A new study has concluded what others have complained about for years: That a wide range of Hudson Valley residents are financially unstable and struggling to pay bills and save money.
Reclaim New York released its report on Tuesday, concluding that across virtually all income levels, residents in Westchester, Rockland, Putnam, Dutchess and Orange counties "are struggling to save for the future and achieve financial stability."
The report, which can be accessed by clicking here, details the cost of government for residents down to the zip-code level.
“The cost of government is driving up the cost of living for Lower Hudson Valley residents causing a widespread savings crisis,” Reclaim New York Executive Director Brandon Muir said in a press statement. “The affordability crisis impacts everything we do from deciding when to start a family, to growing a business, to buying a home."
Westchester County Executive Rob Astorino said he agreed with the study's conclusions: "This is exactly what I've been saying about how hard it is to live in New York."
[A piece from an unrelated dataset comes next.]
PR #573, opened 2021-02-16
fix #572 

### LINKED ISSUE #572: LLVM/LLD error: unknown argument '--default-symver'
Looks like this commit (https://github.com/akheron/jansson/commit/ca80d5127e56dd2ee056fdf3f4204017b78b89e0) does not takes into account that defult LD may be set to LLVM/LLD, finally producing error during linking:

"It's why I've gone six straight years without raising the county tax levy in Westchester, with the county spending less money today than it was in 2010 when I was first elected," Astorino told Daily Voice on Wednesday. "Unfortunately, Albany refuses to acknowledge the difficulty of getting by in New York and year in and year out, it makes things worse. Something has to give."
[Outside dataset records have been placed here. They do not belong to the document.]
PR #582, opened 2021-06-21
jsonp_strtod: return -1 on Infinity or NaN

guijan:
strtod() also looks for the strings "INF" or "NAN" and returns Infinity or NaN respectively, both are explicitly forbidden by the RFC.

### DIFF
--- a/src/strconv.c
+++ b/src/strconv.c
@@ -71,6 +71,12 @@ int jsonp_strtod(strbuffer_t *strbuffer, double *out) {
         /* Overflow */
         return -1;
     }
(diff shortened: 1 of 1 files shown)


akheron:
Thanks! Would you mind adding a test that demonstrates the case this change fixes? Also, it seems that this doesn’t compile on older Visual Studio versions, which has to be worked around somehow.

guijan:
I'm sorry for the trouble, but I only realized now the parser detects a syntax error in the JSON before strtod gets to convert such a string.

PR #610, opened 2022-04-28
Fix overwriting linker flags

Thomas1664:
You were overwriting `CMAKE_SHARED_LINKER_FLAGS` without caring about already set flags. This causes builds on UWP to fail.


akheron:
Merged, thanks!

Reclaim NY's Muir added: “From the nickel-and-diming of the MTA tax, to property taxes that are more than four times the national average, people living in the Hudson Valley are barely above water after paying for the basics. Millennials are getting crushed, families don’t have reserves, personal debt is increasing, and seniors face an uncertain future.”
The study notes that New Yorkers pay nearly 200 different taxes levied by more than 3,000 government entities, including the second highest state income tax, the second highest gasoline tax and some of the highest property taxes in the nation.
In the cases analyzed, income taxes cost residents as much as 40 percent of income, the report concluded, while property taxes can cost as high as 25 percent of a resident’s earnings. Transportation expenses cost 10 to 22 percent of income.
Other findings in this week's report include:
-- A family in Tarrytown only has 6 percent of its $78,227 local median annual income left for credit card debt, or childcare, after taxes and basic expenses.
-- Recent college graduates in the Jefferson Valley area are left with just 4 percent of their income after taxes and basic living expenses, and before credit card and student loan debt.
-- A couple earning the median household income in Pound Ridge has to save an estimated $329,991 just to pay property tax bills between retirement and age 85.
-- A married couple in the City of Rye, earning the median income of $158,281 is left with just 10 percent to pay down debt.
-- A family earning double the median income in Yorktown Heights ends up with as little as 12 percent left to save, pay down debt or invest.
-- Median income earners in Mount Vernon, making $40,492 annually, end the year in the red unless they add debt or cut back on basic expenses.
-- In Yonkers, a median income earning family at $45,893 per year can only save 1 percent of earnings after city and state income tax, as well as one of the highest local sales tax rates.
-- A Nyack family making $80,795, almost Rockland County's median income, is left with just 16 percent of their income after taxes and basic expenses. Families in Pearl River earning the local median income of $99,741 only have 8 percent left.
-- In Beacon, a family of four, earning $75,979 (slightly above Dutchess County's median income) will only save 7 percent after their taxes and basics. A median income family in Poughkeepsie is left with just 2 percent of their incomes.
Reclaim New York is a non-partisan, non-profit 501(c)3 organization dedicated to advancing a statewide, grassroots conversation about the future of New York, its economy, and its people.